Our oldest is not diagnosed with any mental illness. However, I have seen him struggle with anger and anxiety, as well as some impulse control issues. He’s 20 now, almost 21. He’s an adult, so we can’t really help him other than getting him the numbers for places he can get help. We can only help him as far as he’s willing to reach out himself. He has to make his own appointments; he has to get himself to the appointments. I hope at some point he is able to deal with the demons that haunt him.

Our youngest is in the midst of massive turmoil right now. He’ll be 16 in January. Just being at that age is hard enough for any of us. On top of that, he was diagnosed with many different illnesses; when he was 9, Tourette’s syndrome; generalized anxiety came a year or so later; ADHD and Emotional Dysregulation disorder came later in middle school; just in the last 6 months we have had to add Chemical dependency to the list. He is currently on multiple meds and placed in a residential treatment facility to try to stabilize his life and his medications. He’s a great young man and we’re all pulling for him to get through this time. We’re looking forward to what he can do once he has his treatment under control.

The whole family has dealt for years with Jeremy’s illnesses and the implications of what it brought to our lives. That is what we will primarily try to focus on in our blog when it comes to that part of our life. We have seen this illness from many different treatment perspectives and many different levels.

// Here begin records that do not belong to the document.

PR #6217, opened 2019-08-13
fix(test): restore --cleanup

bacongobbler:
#6054 removed `--cleanup`. This restores that functionality.

One thing to test would be `test-success` hooks that define a hook deletion policy, since those will now be cleaned up prior to `--cleanup`. We want to make sure Helm doesn't error out in those cases. Giving that a spin now; figured I'd PR the fix first though.

### DIFF
--- a/pkg/action/release_testing.go
+++ b/pkg/action/release_testing.go
@@ -19,6 +19,7 @@ package action
 import (
 	"bytes"
 	"fmt"
+	"strings"
 	"time"
 
 	"github.com/pkg/errors"
@@ -61,18 +62,20 @@ func (r *ReleaseTesting) Run(name string) error {
 	}
 
 	if r.Cleanup {
+		var manifestsToDelete strings.Builder
 		for _, h := range rel.Hooks {
 			for _, e := range h.Events {
 				if e == release.HookTest {
-					hookResource, err := r.cfg.KubeClient.Build(bytes.NewBufferString(h.Manifest))
-					if err != nil {
-						return errors.Wrapf(err, "unable to build kubernetes object for %v hook %s", h, h.Path)
-					}
-					if _, errs := r.cfg.KubeClient.Delete(hookResource); errs != nil {
-						return fmt.Errorf("unable to delete kubernetes object for %v hook %s: %s", h, h.Path, joinErrors(errs))
-					}
+					fmt.Fprintf(&manifestsToDelete, "\n---\n%s", h.Manifest)
 				}
 			}
+		}
+		hooks, err := r.cfg.KubeClient.Build(bytes.NewBufferString(manifestsToDelete.String()))
+		if err != nil {
+			return fmt.Errorf("unable to build test hooks: %v", err)
+		}
+		if _, errs := r.cfg.KubeClient.Delete(hooks); errs != nil {
+			return fmt.Errorf("unable to delete test hooks: %v", joinErrors(errs))
 		}
 	}
 
--- a/pkg/action/release_testing.go
+++ b/pkg/action/release_testing.go
@@ -66,10 +66,10 @@ func (r *ReleaseTesting) Run(name string) error {
 				if e == release.HookTest {
 					hookResource, err := r.cfg.KubeClient.Build(bytes.NewBufferString(h.Manifest))
 					if err != nil {
-						return errors.Wrapf(err, "unable to build kubernetes object for %s hook %s", h, h.Path)
+						return errors.Wrapf(err, "unable to build kubernetes object for %v hook %s", h, h.Path)
 					}
 					if _, errs := r.cfg.KubeClient.Delete(hookResource); errs != nil {
-						return fmt.Errorf("unable to delete kubernetes object for %s hook %s: %s", h, h.Path, joinErrors(errs))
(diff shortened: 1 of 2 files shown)


bacongobbler:
Seems to work when dealing with legacy test cases:

```
><> ./bin/helm install vault incubator/vault
NAME: vault
LAST DEPLOYED: 2019-08-13 12:00:21.270768616 -0700 PDT m=+0.699809736
NAMESPACE: default
STATUS: deployed

NOTES:
  export POD_NAME=$(kubectl get pods --namespace default -l "app=vault" -o jsonpath="{.items[0].metadata.name}")
  echo "Use http://127.0.0.1:8200 as the Vault address after forwarding."
  kubectl port-forward --namespace default  $POD_NAME 8200:8200

><> ./bin/helm test run vault --cleanup
Pod vault-vault-status-test pending
Pod vault-vault-status-test pending
Pod vault-vault-status-test succeeded

><> k get po
NAME                          READY   STATUS    RESTARTS   AGE
vault-vault-cdb859c4c-6pg4z   1/1     Running   0          20s
vault-vault-cdb859c4c-bh4k5   0/1     Running   0          20s
vault-vault-cdb859c4c-wtcwl   0/1     Running   0          20s
```

bacongobbler:
Now if I add a hook delete policy, upgrade the chart and test the same thing:

```
><> ./bin/helm fetch incubator/vault --untar
><> cat vault/templates/tests/test-vault-status.yaml 
apiVersion: v1
kind: Pod
metadata:
  name: "{{ .Release.Name }}-vault-status-test"
  annotations:
    "helm.sh/hook": test-success
    "helm.sh/hook-delete-policy": hook-succeeded
spec:
  containers:
  - name: {{ .Release.Name }}-vault-status-test
    image: "{{ .Values.image.repository }}:{{ default .Chart.AppVersion .Values.image.tag }}"
    env:
      - name: VAULT_ADDR
        value: http://{{ template "vault.fullname" . }}.{{ .Release.Namespace }}:8200
    command: ["sh", "-c", "vault status"]
  restartPolicy: Never
```

I seem to hit an error during cleanup

```
><> ./bin/helm upgrade vault ./vault/
><> ./bin/helm test run vault
Pod vault-vault-status-test pending
Pod vault-vault-status-test pending
Pod vault-vault-status-test succeeded
Error:
```

Looking into that now. That looks like an issue with the hook delete policy than with the PR here.

bacongobbler:
Ah... Same issue as in #6191. I did a quick codebase search and found no additional places where this behaviour may crop up so we should be good now.

bacongobbler:
Things appear to work as expected though with a deletion policy set and `--cleanup` set! No errors are produced.

```
><> ./bin/helm fetch incubator/vault --untar

><> cat vault/templates/tests/test-vault-status.yaml 
apiVersion: v1
kind: Pod
metadata:
  name: "{{ .Release.Name }}-vault-status-test"
  annotations:
    "helm.sh/hook": test-success
    "helm.sh/hook-delete-policy": hook-succeeded
spec:
  containers:
  - name: {{ .Release.Name }}-vault-status-test
    image: "{{ .Values.image.repository }}:{{ default .Chart.AppVersion .Values.image.tag }}"
    env:
      - name: VAULT_ADDR
        value: http://{{ template "vault.fullname" . }}.{{ .Release.Namespace }}:8200
    command: ["sh", "-c", "vault status"]
  restartPolicy: Never

><> ./bin/helm upgrade vault ./vault/

><> ./bin/helm test run vault
Pod vault-vault-status-test pending
Pod vault-vault-status-test pending
Pod vault-vault-status-test succeeded

><> ./bin/helm test run vault --cleanup
Pod vault-vault-status-test pending
Pod vault-vault-status-test pending
Pod vault-vault-status-test succeeded
```

pkg/action/release_testing.go
```diff
@@ -58,5 +60,21 @@ func (r *ReleaseTesting) Run(name string) error {
 		return err
 	}
 
+	if r.Cleanup {
+		for _, h := range rel.Hooks {
+			for _, e := range h.Events {
+				if e == release.HookTest {
+					hookResource, err := r.cfg.KubeClient.Build(bytes.NewBufferString(h.Manifest))
```
thomastaylor312: Non-blocking optimization nit: You could glue all the manifests together and then have a single `client.Delete` call. Totally non blocking though

thomastaylor312 (approved):
LGTM

pkg/action/release_testing.go
bacongobbler: is there a good example on how to do that? I was afraid that injecting a newline between each manifest may break in certain cases but I'd love to lessen the number of calls to k8s if possible.

thomastaylor312: We do it here: https://github.com/helm/helm/blob/63b751ded75c2a48045e896ae3e6418c370038a1/pkg/action/uninstall.go#L183-L192

thomastaylor312: Technically speaking though, I think it does end up being the same amount of delete calls, but it does lessen the number of `Build` calls so that you are only deserializing once

bacongobbler: thank you for the example! I'll go do that now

This tangle of diagnoses is not always bad. There are times that hypo-mania is a lot of fun and brings creativity and excitement to our lives. None of us can even begin to claim that there was any extended times of boredom. We have experienced a lot of things that other people never will experience because of those times. We are also a lot stronger than many other people because of dealing with mental illness. I have noticed that both of the boys are more empathetic toward others with disorders because they see what happens to people in these situations. Jeremy and I have grown extremely close as a couple because of how we need to lean on each other for support. We don’t just want to be around each other; we need each other to survive and we’re ok with that level of dependence. I am bone of his bone and flesh of his flesh. God could not have created a better life for us to share together.